The side effects from shingles shot include some muscle ache around the injection site, fatigue, and headaches among others. 

Even though these symptoms are seemingly unpleasant, they don’t last long. Having a shingles shot is essential in lowering the risk of developing shingles. Two dosages are taken six months apart. 

By getting the shingles shot, you will reduce the chances of getting shingles and the complications that can come with it. But what are the side effects of the shingles shot? And is it worth it? Let’s have a look. 

Side Effects After Shingles Shot

The shingles shot is an intramuscular injection. Most people will experience only mild to moderate pain after having the shingles shot administered. 

  • Your arm will ache for anywhere from 1-3 days. The area around the injection site will have some mild swelling and redness. 
  • You might experience a headache, body ache, and tiredness. 
  • Shivering, fever, stomach pain, upset stomach, and nausea are also common side effects after having taken the shot.
  • Make sure to take some paracetamol to help handle the pain right after having the shot administered. 

These side effects are normal, they help stimulate your immune system, and are not signs of an allergic reaction.

What Virus Causes Shingles?

The virus that causes chickenpox is the same virus that causes shingles. 

If you’ve recovered from chickenpox as a child, the virus will lay inactive in the nerve tissue around your spinal cord and brain. 

Years later, the virus may reactivate as shingles. Having the shingles shot taken can prevent this from occurring. 

Shingles is a viral infection that causes a painful rash.

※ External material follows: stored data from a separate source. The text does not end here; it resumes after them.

PR #212, opened 2023-05-03
Formatting fixes to sync with Pangeo image: 2022.09.21

nicolejkeeney:
## Overview 
This PR is branched off an outstanding branch `mapview`. It provides the formatting changes required to work around poor formatting in the intermediary pangeo image from 2022.09.21. This image appears to function fine but the figure displays are buggy. The resolution is quite bad and the sizing doesn't make much sense (which is why I had to resize the images and change the fontsize). 

## To test
Run this climakitae branch in the Pangeo image tagged for 2022.09.21 (You will need to change the date in your local Makefile). DO NOT RUN IN THE HUB-- the hub image is set to 2021.10.09, and cannot be changed by anyone but Brian. 

## Answers to questions you may have about why the figures/resolution can't be improved further in this image
For those who may ask, modifying the dpi of the images does NOT have any effect on the figure resolutions. The version of panel in the 2022.09.21 is buggy. I have tried modifying the fig sizes and resolutions of the images, but what you see in this branch is the best I could do. For those who may ask, I can't change the scenario figure in the bottom left to be less tall-- doing so just "cuts" the image instead of reducing its height. 

## Examples
The resolution and figure issues are kind of hard to see in these screenshots, but I included them anyways. The issues with the figures should be obvious if you run this branch in the sep 2022 image, though. 
### 2022.09.21 image, from this branch (`pangeo-img-nicole`): 
Sep 2022 image

### 2021.10.09 image, from branch `mapview`: 
Oct 2021 image

### DIFF
--- a/climakitae/selectors.py
+++ b/climakitae/selectors.py
@@ -390,12 +390,12 @@ def _map_view(selections, stations_gpd):
         ),
     }
 
-    fig0 = Figure(figsize=(3.2, 3.2))
+    fig0 = Figure(figsize=(2.25, 2.25))
     proj = ccrs.Orthographic(-118, 40)
     crs_proj4 = proj.proj4_init  # used below
     xy = ccrs.PlateCarree()
     ax = fig0.add_subplot(111, projection=proj)
-    mpl_pane = pn.pane.Matplotlib(fig0, dpi=144)
+    mpl_pane = pn.pane.Matplotlib(fig0, dpi=1000)
 
     # Get geometry of selected location
     subarea_gpd = _get_subarea(
@@ -1175,7 +1175,7 @@ class _DataSelector(param.Parameterized):
         historical_central_year = sum(historical_climate_range) / 2
         historical_x_width = historical_central_year - historical_climate_range[0]
 
-        fig0 = Figure(figsize=(3, 2))
+        fig0 = Figure(figsize=(2, 2))
         ax = fig0.add_subplot(111)
         ax.spines["right"].set_color("none")
         ax.spines["left"].set_color("none")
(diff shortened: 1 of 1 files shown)


vicford (changes requested):
LGTM!!!

Checked: app.explore.amy, app.explore.warming_levels, all good

Breaks: app.explore.thresholds but because of the locations/selections thing: 
```
---------------------------------------------------------------------------
AttributeError                            Traceback (most recent call last)
Cell In [3], line 1
----> 1 app.explore.thresholds()

File ~/climakitae/climakitae/explore.py:74, in _AppExplore.thresholds(self, option)
     71 def thresholds(self, option=1):
     72     """Display Thresholds panel."""
     73     thresh_data = _ThresholdDataParams(
---> 74         selections=self.selections, location=self.location, cat=self._cat
     75     )
     76     return _thresholds_visualize(
     77         thresh_data=thresh_data,
     78         selections=self.selections,
     79         option=option,
     80     )

AttributeError: '_AppExplore' object has no attribute 'location'
```

All the resulting figures look just fine to me, so it appears it's just the little map insert and the scroll bar, which I ultimately think is fine for now. 

Noting that the cluster also did not behave in the thresholds exceedance notebook, but that's a separate issue

nicolejkeeney:
> Breaks: app.explore.thresholds but because of the locations/selections thing:

Good catch, that's probably due to it's parent branch ```mapview```. I will investigate!

nicolejkeeney:
> > Breaks: app.explore.thresholds but because of the locations/selections thing:
> 
> Good catch, that's probably due to it's parent branch `mapview`. I will investigate!

Fixed and pushed so everything should work now!

vicford (approved):
all app.explores work now :) 

Noting, getting this warning for app.explore.thresholds:

```
/srv/conda/envs/notebook/lib/python3.9/site-packages/holoviews/core/data/pandas.py:221: FutureWarning: In a future version of pandas, a length 1 tuple will be returned when iterating over a groupby with a grouper equal to a list of length 1. Don't supply a list with a single grouper to avoid this warning.
  data = [(k, group_type(v, **group_kwargs)) for k, v in
```

bethem (approved):
lgtm! ran localization.ipynb and station_8760s.ipynb just fine

elehmer (approved):
Seems to work well on my local environment.

PR #213, opened 2023-05-04
Remove loop in data retrieval of bias corrected station data

nicolejkeeney:
Previously, we had two options for the retrieval of station data (in the back end, not user facing). One was the first method I wrote, which used a loop to append the stations. The second used xr.apply, which I wrote afterward to be more xarray-ish and more optimized (although, I don't think it's actually any faster/slower than the loop). In this PR, I just removed the loop code and now we just have the apply option. I also improved the function documentation. 

**To test:** Try and retrieve and load some station data using ``app.select()``. Make sure everything works as expected and that there aren't any rouge NaNs or errors!


vicford:
Weirdly enough, getting a "no xclim" on the hub in this branch...

nicolejkeeney:
> Weirdly enough, getting a "no xclim" on the hub in this branch...

That's odd, I'll make a mental note of that issue for the future. Just tested on the hub and didn't get that error personally but good to know it may be an issue.

vicford (commented):
Okay, not getting xclim error now (weird, IDK) but getting this warning about loading data in app.view even though app.load was previously called!
Screen Shot 2023-05-08 at 10 20 26 AM
`/home/jovyan/src/climakitae/climakitae/view.py:58: UserWarning: This function may be quite slow unless you call .compute() on your data before passing it to app.view()`

ETA: ah, i see now that this is addressed in PR#215

vicford (approved):
Switching to Approve, since the read in warning gets addressed in PR #215

bethem (approved):
lgtm! pulled data for an IOU area (6 stations) at once and it went smoothly

PR #214, opened 2023-05-04
Remove app.retrieve_from_csv()

nicolejkeeney:
This PR removes ```app.retrieve_from_csv()``` as an option. From my memory, this was legacy code that no notebooks use anymore. **The same functionality can be achieved** by using ```app.retrieve(config="file.csv")```.

Purpose of doing this is just to clean up ```core.py```. 

**To test**: Can someone help me verify that no notebooks use the outdated call ```app.retrieve_from_csv()```? I already checked and couldn't find anything but it's definitely possible I missed something (perhaps in cae-examples?)

### DIFF
--- a/climakitae/core.py
+++ b/climakitae/core.py
@@ -164,33 +164,6 @@ class Application(object):
                 )
         return _read_catalog_from_select(self.selections, self.catalog, loop)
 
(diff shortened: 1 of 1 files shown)


elehmer (approved):

bethem (approved):
it all looked good to me!

PR #215, opened 2023-05-05
Fix bugs in station data 

nicolejkeeney:
This PR retrieves the entire spatial domain of the model data when station data is retrieved, then finds the closest gridcell using the entire dataset. Previously, the model data could have been subsetted depending on if the user had selected a certain area subset in ```app.select``` before picking the station. Hopefully this solves the issue of the station data sometimes returning nans. My suspicion is that that was occurring because sometimes the closest gridcell was one that had been "NaN"ed by the area subsetting. 

This PR also fixes the erroneous "please read your data" warning in ```app.view``` for station data, since the rechunking in the bias correction sets the dask chunks to an empty dask "Frozen" object instead of "None".

**To test:** Retrieve some station data using the area subsetting (i.e. select a spatial region to reduce the station options first). Then retrieve a weather station or two's worth of data. Then call ```app.load(data)``` before ```app.view(data)``` and make sure no warning is raised telling you to read the data into memory.

### DIFF
--- a/climakitae/data_loaders.py
+++ b/climakitae/data_loaders.py
@@ -175,9 +175,7 @@ def _get_area_subset(area_subset, cached_area, selections):
             )
         ds_region = [geom]
     elif area_subset != "none":
-        shape_index = int(
-            selections._geography_choose[selections.area_subset][selections.cached_area]
-        )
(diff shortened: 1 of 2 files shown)


Tianchi-Liu (approved):
Looks good to me.

PR #210, opened 2023-04-28
Rewrite map_view to be an attribute of DataSelectors

nicolejkeeney:
This is a purely backend change, the user won't notice anything different. Now, map_view is an attribute of DataSelectors instead of Application. This cleans up the code quite a lot. 

**To test:** Just play around with climakitae (i.e. `app.select()`, `app.view()`, `app.explore`...) and make sure you don't find any weird bugs with the display of the map in the panel.

PR #216, opened 2023-05-08
Fix bug in display of lat/lon selections

nicolejkeeney:
Tianchi had noticed a bug in the map display of lat/lon selection. If you selected too large of a lat/lon region using the slider box thing, ```app.select()``` would throw an error. This PR just resolves that! 

See this comment for the error message (which you should *not* see in this branch!): https://github.com/cal-adapt/climakitae/pull/210#pullrequestreview-1415613228

**To test**: Open up ```app.select()``` in this branch. Try to use the sliders to adjust the lat/lon selection to a large region. Ensure no error is raised.


bethem (approved):
worked for me locally

PR #33, opened 2022-02-11
Apply python and terraform formatting

bmaden-usds:
Format all existing python and terraform code.

* python is formatted with `black` in it's default configuration
* terraform is formatted with `terraform fmt`

Later, this will allow the code formatting and style checks that are in https://github.com/CDCgov/prime-public-health-data-infrastructure/pull/31 to pass.

This is a big diff, but there are very few real changes, these can be seen in: https://github.com/CDCgov/prime-public-health-data-infrastructure/pull/33/commits/b529959c37b0e791fef030a3ca01a6b5c08a0b55


NatHillardUSDS (approved):
Nice, looks good to me, thanks for running this! We may want to add pre-commit or similar to run this automatically but we'd want to discuss this first; for now though this is great to ensure tests don't fail for old files

PR #34, opened 2022-02-11
Update DecryptFunction to use HTTP trigger

NatHillardUSDS:
Converts this function to an HTTP trigger, which is a bit easier to work with  and fire on demand. Also adds additional tests for expected inputs and outputs


src/FunctionApps/PITest_FunctionApp/tests/test_decrypt_function.py
```diff
@@ -77,3 +78,74 @@ def test_decrypt_message_failure_wrong_receiver(local_settings):
...
+
+
+def test_trigger_success(local_settings):
+    """Test function trigger conditions
+
+    Args:
+        local_settings ([type]): passed automatically via above fixture
+    """
+    test_file_path = (
+        files("DecryptFunction").parent / "tests" / "assets" / "encrypted.txt"
```
bryan-skylight, line 90: Do you need to change this to `Path("DecryptFunction").parent ...` like you did on line 27?

src/FunctionApps/PITest_FunctionApp/tests/test_decrypt_function.py
```diff
@@ -77,3 +78,74 @@ def test_decrypt_message_failure_wrong_receiver(local_settings):
...
+        local_settings ([type]): passed automatically via above fixture
+    """
+    req_success = func.HttpRequest(
+        method="POST",
+        body=b"bad data",
+        headers={"Content-Type": "application/octet-stream"},
+        url="/",
+    )
+    resp = dcf.main(req_success, {})
+    assert resp.status_code == 500
```
bryan-skylight, line 151: Can we test that it's failing for the right reason? There are a couple ways a status code of 500 is returned, so I think it would be better to test that the status code is 500 **and** the response is "server settings missing".

src/FunctionApps/PITest_FunctionApp/tests/test_decrypt_function.py
```diff
@@ -77,3 +78,74 @@ def test_decrypt_message_failure_wrong_receiver(local_settings):
...
+        local_settings ([type]): passed automatically via above fixture
+    """
+    req_success = func.HttpRequest(
+        method="POST",
+        body=b"bad data",
+        headers={"Content-Type": "application/octet-stream"},
+        url="/",
+    )
+    resp = dcf.main(req_success, local_settings)
+    assert resp.status_code == 500
```
bryan-skylight, line 135: Can we test that it's failing for the right reason? There are a couple ways a status code of 500 is returned, so I think it would be better to test that the status code is 500 **and** the response is "decryption failed".

graham-skylight (approved):
looks good!

src/FunctionApps/PITest_FunctionApp/tests/test_decrypt_function.py
NatHillardUSDS: Good callout - thanks! Graham's recent change also used this [here](https://github.com/CDCgov/prime-public-health-data-infrastructure/pull/42/files). I do think we'll want to fix this more holistically in the future / using package structure, but if this works for now in VSCode, CLI, and when running we should use it instead

src/FunctionApps/PITest_FunctionApp/tests/test_decrypt_function.py
NatHillardUSDS: Very good point! I've fixed this.

src/FunctionApps/PITest_FunctionApp/tests/conftest.py
```diff
@@ -0,0 +1,12 @@
+import json
```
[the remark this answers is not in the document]
NatHillardUSDS: Good call, removing!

It usually appears as a strip of blisters on one side of your torso, head, or face. 

Although shingles isn’t life-threatening, it can be painful and uncomfortable. It makes your skin sensitive, and you may experience both burning and tingling. 

The shingles shot/vaccine can significantly reduce the risk of activating the dormant virus and developing shingles and other complications related to the viral infection. 

Chickenpox and the Shingles Vaccine

Because they’re related to the same virus, in some rare cases, people can develop chickenpox after having the shingles vaccine.

While this is a risk you should certainly be aware of, bear in mind that it’s incredibly unlikely to happen. You can only contract chickenpox once in your lifetime, so if you’ve had it before, there’s no need to worry. 

Of those who are at risk, instances of developing shingles is only 1 in 10,000 individuals (0.001%). Still, if you’re at risk, you should monitor your symptoms closely and report any signs of chickenpox to your healthcare provider.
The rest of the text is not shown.